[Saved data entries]
== Segment start ==

PR #85, opened 2019-03-12
Renamed inc/ouc to inS/outS.

Saizan:


jonsterling:
How about `inS/auS`? :sunglasses:

Saizan:
Ok, unless any other PRs are ready today and could go first.

3abc:
How about Agda internals? Are they going to change? I assume now when one normalizes things one still gets `inc` `ouc`'s in the information window?

Saizan:
@3abc that shouldn't happen, because it's been done with the `renaming` feature.

3abc:
> @3abc that shouldn't happen, because it's been done with the `renaming` feature.

What is that? Any reference?

Saizan:
https://agda.readthedocs.io/en/v2.5.4.2/language/module-system.html#name-modifiers

PR #86, opened 2019-03-14
Prove Hedberg without J

3abc:


mortberg:
Wow, that's really nice!

PR #89, opened 2019-03-18
Privatise generalised declared variables

L-TChen:
I guess the generalised declared variables in this module are by accident not private.


mortberg:
Thanks!

PR #92, opened 2019-03-20
Bool properties

L-TChen:
Some simple properties are added to Cubical.Data.Bool: 

- true is not false
- Bool is discrete 
- Bool with _or_ is a bounded semi-lattice  

I need these facts to show that the free semi-lattice (Kuratowski finite sets) is not trivial. It might be helpful for them to stay in Cubical?


mortberg:
Thanks!

PR #93, opened 2019-03-20
Make Zesen's code happy

mortberg:


mortberg:
I'll merge this now even though it's not perfect. 

@riaqn will fix the duplication in Prelude and GroupoidLaws

I will try to figure out how to organize all of the results about equivalences and hlevels better

PR #95, opened 2019-03-22
Add cong₂ to Cubical.Core.Prelude 

L-TChen:
Add 

* cong₂ : (p : x ≡ y) (q : PathP (λ i → B (p i)) u v) → PathP (λ i → C (p i) (q i)) (f x u) (f y v)

It is handy in particular when proving properties about binary operations. 

I can also simplify other proofs using cong₂ later if time permits.

### DIFF
--- a/Cubical/Core/Prelude.agda
+++ b/Cubical/Core/Prelude.agda
@@ -35,7 +35,7 @@ infixr 2 _≡⟨_⟩_
 
 private
   variable
-    ℓ ℓ' : Level
+    ℓ ℓ' ℓ'' : Level
     A : Set ℓ
     x y z : A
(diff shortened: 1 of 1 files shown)


mortberg:
I almost always inline this kind of proofs, but I guess it could be instructive to see the types and sometimes handy to have when doing equational reasoning.

L-TChen:
> sometimes handy to have when doing equational reasoning.

Yes, that is exactly why I come to this.

mortberg:
> > sometimes handy to have when doing equational reasoning.
> 
> Yes, that is exactly why I come to this.

Yeah, thanks for adding it!

Issue #111, opened 2019-03-27
Clean up and make Cubical.Foundations.Logic universe polymorphic


mortberg:
The file https://github.com/agda/cubical/blob/master/Cubical/Foundations/Logic.agda should be made universe polymorphic and Ω should be removed in favour of hProp

L-TChen:
I almost have finished this issue. Since I need this to have a recursion from free semilattices to types, so I proved a few more than I need. I will create a PR when it is ready. Hope you don't mind. 

 https://github.com/L-TChen/cubical/blob/logic-properties/Cubical/Foundations/Logic.agda

Saizan:
Fixed by #113

PR #113, opened 2019-03-27
Logic

L-TChen:
I improve Foundations.Logic with more operations, properties, and some notations. Hope this is useful and good enough. #111 is also resolved by this PR.

I add a mixfix notation for proving bi-implication, e.g., 

```agda
⊔-comm : (P : hProp {ℓ}) (Q : hProp {ℓ'}) → P ⊔ Q ≡ Q ⊔ P
⊔-comm a b =
  ⇒∶ (⊔-elim a b (\ _ → (b ⊔ a)) inr inl)
  ⇐∶ (⊔-elim b a (\ _ → (a ⊔ b)) inr inl)
```
Both order `⇒∶_⇐∶_`  and `⇐∶_⇒∶_` are defined, since people tend to prove easy parts first or the other round. 

In the end of Logic, I put some syntax experiments, somehow inspired by #107. (I almost forgot this feature.) To show that `P ⊔ (Q ⊓ R) ⇒ (P ⊔ Q) ⊓ (P ⊔ R)`, we can use a case analysis syntax like

```agda
⊔-dist-⊓′ : (P Q R : hProp {ℓ}) → P ⊔ (Q ⊓ R) ≡ (P ⊔ Q) ⊓ (P ⊔ R)
⊔-dist-⊓′ P Q R =
  ⇒∶ case P     ∶ D.intro-× inl inl
     case Q ⊓ R ∶ D.map-× inr inr
     --------------------------------
     ⊢ (P ⊔ Q) ⊓ (P ⊔ R) ⊔∎
...
```
but I still feel unsatisfied. If you have any suggestion, please feel free to change or remove it.

Please have a look. Thanks. 

1. Add more logic operations and their properties in Logic:

* quantifiers
* pseudo-complement
* conjunction
* implication
* bi-implication
* (Ω, ⊓, ⊤) is a bounded ⊓-semilattice
* left and right ⊔-identities
* distributivity laws

2. Replace `Ω≡ (pequivToPath …)` by `⇔toPath`
3. Tidy up Cubical.Data.Prod.Base

* Move projections to Base from Properties
* Add elimination rules and the bifunctorial map
* Rename `swapInv` to `swap-invol`

4. Add the elimination for sum type `elim-⊎`
5. Add simple facts `isPropUnit`, `isContrUnit`
6. Logic is universe polymorphic
7. Rename \Omega to hProp
8. Some syntax experiments
9. Fix whitespaces

### DIFF
--- a/Cubical/Core/Prelude.agda
+++ b/Cubical/Core/Prelude.agda
@@ -107,7 +107,7 @@ compPath'-filler {z = z} p q j i =
 _□_ : x ≡ y → y ≡ z → x ≡ z
 (p □ q) j = compPath'-filler p q i1 j
 
-□≡∙ : (p : x ≡ y) (q : y ≡ z) → p □ q ≡ p ∙ q 
+□≡∙ : (p : x ≡ y) (q : y ≡ z) → p □ q ≡ p ∙ q
 □≡∙ {x = x} {y = y} {z = z} p q i j = hcomp (λ k → \ { (i = i0) → compPath'-filler p q k j
                                              ; (i = i1) → compPath-filler p q k j
                                              ; (j = i0) → p ( ~ i ∧ ~ k)
@@ -226,4 +226,4 @@ isProp→isSet h a b p q j i =
   hcomp (λ k → λ { (i = i0) → h a a k
                  ; (i = i1) → h a b k
                  ; (j = i0) → h a (p i) k
-                 ; (j = i1) → h a (q i) k }) a 
+                 ; (j = i1) → h a (q i) k }) a
--- a/Cubical/Core/Prelude.agda
+++ b/Cubical/Core/Prelude.agda
@@ -35,7 +35,7 @@ infixr 2 _≡⟨_⟩_
 
 private
   variable
-    ℓ ℓ' ℓ'' : Level
+    ℓ ℓ' : Level
     A : Set ℓ
     B : A → Set ℓ
     x y z : A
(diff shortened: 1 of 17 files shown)


dolio:
Have you considered not having this import `Cubical.Data.Everything`? I ran into a module loop at one point doing the finite set stuff because of that (although I ended up not using `Logic`, so the problem went away).

L-TChen:
> Have you considered not having this import `Cubical.Data.Everything`? I ran into a module loop at one point doing the finite set stuff because of that (although I ended up not using `Logic`, so the problem went away).

It is possible. `Logic` only needs `Empty`, `Prod`, `Sum`, and `Unit`. However, my gut feeling is that these basic types and properties shall go to `Core.Somewhere` as well as properties about `isContr`, `isProp`, and `isSet`. To be precise, the results in Chapter 1-3 of the HoTT book, except natural number and `Bool`, shall be part of `Core`. That's why I did not try to minimise its dependency on `Cubical.Data.Everything`.

Saizan:
@L-TChen I also feel we should have such an expanded prelude, but it still it won't import all of ```Cubical.Data.Everything```. Maybe we can have ```Cubical.Foundations.Prelude``` ?

Would probably be best to discuss this in another PR, so it'd be great if you minimized the imports here.

After that, do you think the PR is in a good state to be merged?

L-TChen:
> @L-TChen I also feel we should have such an expanded prelude, but it still it won't import all of `Cubical.Data.Everything`. Maybe we can have `Cubical.Foundations.Prelude` ? 
> Would probably be best to discuss this in another PR, 

Yeah. Maybe an issue first.

>so it'd be great if you minimized the imports here.
Done. 

I also removed the syntax experiment. It doesn't seem convenient or instructive enough to me. 

> After that, do you think the PR is in a good state to be merged?

If you are all happy with those changes I made, then I think it is good to go.

mortberg:
Yes, let's discuss this in an issue. I want to move as much as possible from the Core to Foundations one day. I've come to the conclusion that the Core should only get Cubical Agda up and running and not have any real library code.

== Segment end ==

--- Exercise directions ---
Give back, exactly as written, the stretch from the line with "and right ⊔-identities" through the line with "(p □ q) j = compPath'-filler p q i1 j", and no other lines from the records above.

--- Finished task ---
* left and right ⊔-identities
* distributivity laws

2. Replace `Ω≡ (pequivToPath …)` by `⇔toPath`
3. Tidy up Cubical.Data.Prod.Base

* Move projections to Base from Properties
* Add elimination rules and the bifunctorial map
* Rename `swapInv` to `swap-invol`

4. Add the elimination for sum type `elim-⊎`
5. Add simple facts `isPropUnit`, `isContrUnit`
6. Logic is universe polymorphic
7. Rename \Omega to hProp
8. Some syntax experiments
9. Fix whitespaces

### DIFF
--- a/Cubical/Core/Prelude.agda
+++ b/Cubical/Core/Prelude.agda
@@ -107,7 +107,7 @@ compPath'-filler {z = z} p q j i =
 _□_ : x ≡ y → y ≡ z → x ≡ z
 (p □ q) j = compPath'-filler p q i1 j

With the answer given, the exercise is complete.